Stored items
PR #4411, opened 2026-04-16
[QUAR-1552] Add wrapTitle prop to BpkNavigationBar to prevent title truncation

villanuevadani:
## Summary

- Adds a `wrapTitle` boolean prop to `BpkNavigationBar` that disables `white-space: nowrap` / `text-overflow: ellipsis` on the title element, allowing long titles to wrap onto multiple lines
- **`BpkBottomSheet` now passes `wrapTitle` unconditionally so bottom sheet titles always wrap (fixes truncation of long localised titles e.g. `de-DE` DSA modal title)**
- Adds a Storybook story to `BpkNavigationBar` demonstrating long-title wrapping behaviour
- Adds unit tests for the new prop in both `BpkNavigationBar` and `BpkBottomSheet`

Jira: https://skyscanner.atlassian.net/browse/QUAR-1552

## Test plan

_Your instructions_
Include both ends. Return the line holding "- Adds a Storybook" and all lines after it in the records above, exactly as written.

_Answer to the problem_
- Adds a Storybook story to `BpkNavigationBar` demonstrating long-title wrapping behaviour
- Adds unit tests for the new prop in both `BpkNavigationBar` and `BpkBottomSheet`

Jira: https://skyscanner.atlassian.net/browse/QUAR-1552

## Test plan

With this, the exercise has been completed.